On 14 October, he sailed for Malta where a Portuguese squadron had joined Captain Ball to assist in the blockade of the island. It was a long slow passage from Naples, ten days at sea, but on arrival Nelson was able to see for himself that the islanders were actively conducting a siege of their capital, Valetta, where General Vaubois and his troops were besieged with little food, and almost no hope of receiving any assistance from the sea. It seemed at that time as if Valetta must soon fall, and this last French base be eliminated from the middle sea. In fact, Vaubois and his men were to hold out for many months. Before making his way back to Naples Nelson had the satisfaction of seeing the French in the little northern island of Gozo, invested by Ball, come to terms and capitulate. Five ships-of-the-line were left behind to help in prosecuting the blockade of Malta itself and Nelson felt that he could now turn his attention to the march on Rome - something which, if General Mack and the Neapolitans had been anything but dilatory, should have been almost ready.
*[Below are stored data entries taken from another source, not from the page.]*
PR #10937, opened 2024-10-07
Skip dissolved brands when checking wikidata for missing

arrival-spring:
That brings me down to just 17 brands missing by wikidata in South Africa.

### DIFF
--- a/locations/name_suggestion_index.py
+++ b/locations/name_suggestion_index.py
@@ -72,14 +72,19 @@ class NSI(metaclass=Singleton):
                     return wikidata_code
         return None
 
-    def lookup_wikidata(self, wikidata_code: str = None) -> dict:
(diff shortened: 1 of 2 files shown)


locations/name_suggestion_index.py
```diff
@@ -72,14 +72,19 @@ def get_wikidata_code_from_url(self, url: str = None) -> str | None:
                     return wikidata_code
         return None
 
-    def lookup_wikidata(self, wikidata_code: str = None) -> dict:
+    def lookup_wikidata(self, wikidata_code: str = None, include_dissolved=False) -> dict | None:
```
iandees, line 75: Include doc for what the new param means.

iandees (changes requested):

locations/name_suggestion_index.py
arrival-spring: Done

iandees (approved):
Thanks

PR #10953, opened 2024-10-07
Trader Joe's: Fix location and add extra tags

impiaaa:
Also move `name` to `branch`, detect warehouses and wine stores, and parse hours differently

### DIFF
--- a/locations/spiders/trader_joes_us.py
+++ b/locations/spiders/trader_joes_us.py
@@ -1,4 +1,5 @@
-from locations.hours import DAYS, OpeningHours
+from locations.categories import Categories, Drink, apply_category, apply_yes_no
+from locations.hours import DAYS, DAYS_FULL, OpeningHours
 from locations.storefinders.where2getit import Where2GetItSpider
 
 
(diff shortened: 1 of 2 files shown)


locations/spiders/trader_joes_us.py
```diff
@@ -7,23 +8,34 @@ class TraderJoesUSSpider(Where2GetItSpider):
...
-        )
-        hours_string = ""
-        for day_abbrev, day in zip(["mon", "tues", "wed", "thurs", "fri", "sat", "sun"], DAYS):
-            if location.get(day_abbrev + "open") and location.get(day_abbrev + "close"):
-                hours_string = (
-                    f"{hours_string} {day}: " + location[day_abbrev + "open"] + "-" + location[day_abbrev + "close"]
-                )
-        item["opening_hours"] = OpeningHours()
-        item["opening_hours"].add_ranges_from_string(hours_string)
+        if location["warehouse"] == "1":
```
arrival-spring, line 17: There is Categories.INDUSTRIAL_WAREHOUSE which you could use here

impiaaa: They're not TJ's branded warehouses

Not even the atmosphere of war, as Nelson quickly found out, could bring any sense of urgency or real understanding of the task ahead of them to either King Ferdinand, General Mack, or their officers and troops. Although some thirty thousand men had been assembled at San Germano for manoeuvres and for a personal inspection by Nelson, it could not escape the latter’s critical eye that all was not well. He drily observed, ‘I have formed my opinion. I heartily hope I may be mistaken.’ Goletta, the historian of Naples during this period, describes the scene :

The King had taken up his quarters in this camp, prepared to march with the army; the queen, attired in a riding-habit, constantly drove along the lines in a chariot and four, accompanied by the Ambassadors from friendly sovereigns, and other foreigners of distinction, the barons of the kingdom, and Lady Hamilton, who, under pretence of escorting her Majesty, displayed her own beauty in all its magnificence to the camp, and paraded her conquest over the victor of Aboukir who, seated beside her in the same chariot, appeared fascinated and submissive to her charms.